Am Berg hingegen spielen Faktoren wie Saisons, Witterung und Urlaubskalender eine viel wichtigere Rolle. Man lebt zumeist von Feriengästen; das attraktive Segment der Geschäftsreisenden, das die Betten der Stadthotellerie von Montag bis Freitag füllt, fällt fast ganz weg. Lidl hat deshalb seine Vorbehalte zum Thema Budget-Design am Berg: «Internationale Gäste anzuziehen, ist schwierig. Es wäre schon ein Erfolg, wenn ein solches Konzept preisbewusste Schweizer im Inland halten könnte.» Guglielmo Brentel, Elder Statesman des Schweizer Tourismus, zeigt sich angriffslustig: «Es ist herausfordernder als in der Stadt. Aber mit dem richtigen Businessplan geht das.»

Der Unternehmer plant mit seiner Firma Gastgeber 3.0 ein Budget-Design-Haus an der Furtschellas-Seilbahn-Talstation in Sils Maria: Dabei werde Gastgeber 3.0 die Konzeption übernehmen und später das Management des Hotels Furtschellas. Die Sache komme jetzt ins Rollen, sagt Brentel: «Demnächst wird ein Projektwettbewerb lanciert.» Wenn man das Gästeerlebnis konsequent in den Mittelpunkt stelle, die Kosten trimme und das Marketing elektronisch ausrichte, «kann es klappen am Berg».

Derweil ist Renggli mit seinem Masterplan schon weiter. Seine Zahlenpyramide zum Revier zeigt den Break-even zum Ende des dritten Jahres, also 2020. Und er strebt eine Expansion an: «Fünf Betriebe in den nächsten fünf Jahren.» Der Revier-Meister weiss, dass er ein schwieriges Spielfeld betritt. Angelaufen sei sein Pilotprojekt gut. Im Januar habe man eine Belegungsrate von über 50 Prozent erzielt, im Februar 64 Prozent. Bis Ende der Wintersaison sei jedes Wochenende voll ausgebucht.

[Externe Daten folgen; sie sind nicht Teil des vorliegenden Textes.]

PR #33441, opened 2024-05-14
feat: Collapsible Bottom View

hetunandu:
Fixes #`Issue Number`  
_or_  
Fixes `Issue URL`
> [!WARNING]  

## Automation

/ok-to-test tags=""

> [!CAUTION]  

## Communication
- [ ] Yes
- [ ] No

### DIFF
--- a/app/client/src/IDE/Components/BottomView.tsx
+++ b/app/client/src/IDE/Components/BottomView.tsx
@@ -1,0 +1,150 @@
+import React, {
+  type CSSProperties,
+  type RefObject,
+  useEffect,
+  useRef,
+  useState,
+} from "react";
+import styled from "styled-components";
+import Resizer, {
+  ResizerCSS,
+} from "components/editorComponents/Debugger/Resizer";
+import { ActionExecutionResizerHeight } from "pages/Editor/APIEditor/constants";
+import { CodeEditorWithGutterStyles } from "pages/Editor/JSEditor/constants";
+import { ViewHideBehaviour } from "../Interfaces/ViewHideBehaviour";
+import { Button } from "design-system";
+
+const VIEW_MIN_HEIGHT = "38px";
+
+const Container = styled.div`
+  ${ResizerCSS};
+  width: 100%;
+  // Minimum height of bottom tabs as it can be resized
+  min-height: ${VIEW_MIN_HEIGHT};
+  background-color: var(--ads-v2-color-bg);
+  height: ${ActionExecutionResizerHeight}px;
+  border-top: 1px solid var(--ads-v2-color-border);
+`;
+
+const ViewWrapper = styled.div`
+  height: 100%;
+  &&& {
+    ul.ads-v2-tabs__list {
+      margin: 0 ${(props) => props.theme.spaces[11]}px;
+      height: ${VIEW_MIN_HEIGHT};
+    }
+  }
+
+  & {
+    .ads-v2-tabs__list {
+      padding: var(--ads-v2-spaces-1) var(--ads-v2-spaces-7);
+    }
+  }
+
+  & {
+    .ads-v2-tabs__panel {
+      ${CodeEditorWithGutterStyles};
+      overflow-y: auto;
+      height: calc(100% - ${VIEW_MIN_HEIGHT});
+    }
+  }
+`;
+
+const MIN_HEIGHT = {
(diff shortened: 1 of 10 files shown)


app/client/src/IDE/Components/BottomView.tsx
```diff
@@ -0,0 +1,150 @@
...
+import styled from "styled-components";
+import Resizer, {
+  ResizerCSS,
+} from "components/editorComponents/Debugger/Resizer";
+import { ActionExecutionResizerHeight } from "pages/Editor/APIEditor/constants";
+import { CodeEditorWithGutterStyles } from "pages/Editor/JSEditor/constants";
+import { ViewHideBehaviour } from "../Interfaces/ViewHideBehaviour";
+import { Button } from "design-system";
+
+const VIEW_MIN_HEIGHT = "38px";
```
ashit-rath, line 17: Can we just have the number 38? Good practice as  there usually comes a time when you want to reuse this and put to to calculate a value for something else

```
const VIEW_MIN_HEIGHT = 38
```

app/client/src/IDE/Components/BottomView.tsx
```diff
@@ -0,0 +1,150 @@
...
+    right: 0;
+    padding: 9px 11px;
+  }
+`;
+
+const ViewHide = (props: {
+  hideBehaviour: ViewHideBehaviour;
+  isHidden: boolean;
+  onToggle: () => void;
+}) => {
```
ashit-rath, line 82: Can we put the typings in a separate interface than having inline?

app/client/src/IDE/Components/BottomView.tsx
```diff
@@ -0,0 +1,150 @@
...
+        setIcon("arrow-up-s-line");
+      } else {
+        setIcon("arrow-down-s-line");
+      }
+    }
+  }, [props.isHidden]);
+
+  return (
+    <ViewHideButton
+      className="view-hide-button t--view-hide-button"
```
ashit-rath, line 101: Any reason why we aren't using `data-testid` property to add `t--view-hide-button`?

app/client/src/IDE/Components/BottomView.tsx
```diff
@@ -0,0 +1,150 @@
...
+      kind="tertiary"
+      onClick={props.onToggle}
+      size="md"
+      startIcon={icon}
+    />
+  );
+};
+
+const BottomView = (props: Props) => {
+  const panelRef: RefObject<HTMLDivElement> = useRef(null);
```
ashit-rath, line 112: nit: 
```
const panelRef = useRef<HTMLDivElement>(null);
```

app/client/src/IDE/Components/BottomView.tsx
```diff
@@ -0,0 +1,150 @@
...
+  // Handle the height of the tabs when toggling the hidden state
+  useEffect(() => {
+    const panel = panelRef.current;
+    if (!panel) return;
+    if (props.hidden) {
+      panel.style.height = MIN_HEIGHT[props.behaviour];
+    } else {
+      panel.style.height = `${props.height}px`;
+    }
+  }, [props.hidden]);
```
ashit-rath, line 123: `props.behavior` is missing from the dependency list

app/client/src/IDE/Components/BottomView.tsx
```diff
@@ -0,0 +1,150 @@
...
+
+  return (
+    <Container
+      className={`select-text ${props.className}`}
+      ref={panelRef}
+      style={props.additionalContainerStyles}
```
ashit-rath, line 129: Rather than accepting inline styles, can we introduce variants / some logical prop that would lead to the desired styling that this component offers?
Example: passing a `bottomSticky: boolean` prop would apply the `position: absolute, bottom: 0` style

ashit-rath:
Few observations:
1. The JS Object bottom tab has some addition height when collapsed, which is not present for the queries section
Screenshot 2024-05-16 at 9 28 37 AM

2. Font weight of the tab's label is not consistent when collapsed and uncollapsed.

app/client/src/IDE/Components/BottomView.tsx
```diff
@@ -0,0 +1,150 @@
+import React, {
```
ashit-rath, line 1: Also can we add some jest test for this component?

ashit-rath (approved):

PR #33477, opened 2024-05-15
chore: Add Swagger UI for server API docs

nidhi-nair:
## Description
Adds Swagger based UI for API docs

## Automation

/ok-to-test tags=""

> [!CAUTION]  

## Communication
- [ ] Yes
- [ ] No

### DIFF
--- a/app/server/appsmith-server/src/main/java/com/appsmith/server/configurations/SecurityConfig.java
+++ b/app/server/appsmith-server/src/main/java/com/appsmith/server/configurations/SecurityConfig.java
@@ -196,6 +196,7 @@ public class SecurityConfig {
                                 ServerWebExchangeMatchers.pathMatchers(HttpMethod.GET, USER_URL + "/invite/verify"),
                                 ServerWebExchangeMatchers.pathMatchers(HttpMethod.PUT, USER_URL + "/invite/confirm"),
                                 ServerWebExchangeMatchers.pathMatchers(HttpMethod.GET, USER_URL + "/me"),
+                                ServerWebExchangeMatchers.pathMatchers(HttpMethod.GET, "/v3/**"),
                                 ServerWebExchangeMatchers.pathMatchers(HttpMethod.GET, USER_URL + "/features"),
                                 ServerWebExchangeMatchers.pathMatchers(HttpMethod.GET, ASSET_URL + "/*"),
                                 ServerWebExchangeMatchers.pathMatchers(HttpMethod.GET, ACTION_URL + "/**"),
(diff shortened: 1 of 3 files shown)


app/server/appsmith-server/src/main/java/com/appsmith/server/configurations/SecurityConfig.java
```diff
@@ -196,6 +196,7 @@ public SecurityWebFilterChain securityWebFilterChain(ServerHttpSecurity http) {
                                 ServerWebExchangeMatchers.pathMatchers(HttpMethod.GET, USER_URL + "/invite/verify"),
                                 ServerWebExchangeMatchers.pathMatchers(HttpMethod.PUT, USER_URL + "/invite/confirm"),
                                 ServerWebExchangeMatchers.pathMatchers(HttpMethod.GET, USER_URL + "/me"),
+                                ServerWebExchangeMatchers.pathMatchers(HttpMethod.GET, "/v3/**"),
```
nidhi-nair, line 199: This one's so that the redirect to swagger's ui is allowed

app/server/appsmith-server/src/main/resources/application.properties
```diff
@@ -127,3 +127,6 @@ appsmith.newrelic.micrometer.metrics.application.name=${APPSMITH_NEWRELIC_MICROM
 spring.application.name=${OTEL_SERVICE_NAME:appsmith-anonymous}
 appsmith.micrometer.metrics.enabled=${APPSMITH_MICROMETER_METRICS_ENABLED:false}
 appsmith.micrometer.tracing.detail.enabled=${APPSMITH_ENABLE_TRACING_DETAIL:false}
+
+springdoc.api-docs.path=/v3/docs
```
nidhi-nair, line 131: Just reusing the same subpath for ease

app/server/appsmith-server/src/main/java/com/appsmith/server/configurations/SecurityConfig.java
sharat87: Instead of the wildcard, can we get the exact path configured and use that please? Something like this:

shot-2024-05-15-10-06-16

sharat87 (approved):
Minor thing.

nidhi-nair:
There's actually a bunch of other endpoints swagger needs to load the ui, under the same sub-path is why I chose to just use the parent.

You think I should include all of the following separately? @sharat87 
```
/v3/swagger
/v3/api-docs
/v3/webjars/swagger-ui/index.html
/v3/docs/swagger-config
/v3/docs
```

Zur ersten Härteprobe wird der Sommer. Renggli weiss, wie schwierig es ist, wenn die Lenzerheide mit Ibiza, Mykonos und Ayia Napa konkurrenzieren muss. Mut macht er sich so: «Lange hatten die Berge das Image eines karierten Wanderhemdes. Wir wollen sie wieder sexy machen.»

17 Millionen Franken investierte die Immobilienfirma Fortimo ins Hotel Revier. Die Zimmermodule wurden von einer spezialisierten österreichischen Firma gebaut. Eine weitere Eröffnung ist in Adelboden geplant für Dezember 2019. In drei Jahren ist zudem ein erstes Hotel Revier in Dubai geplant.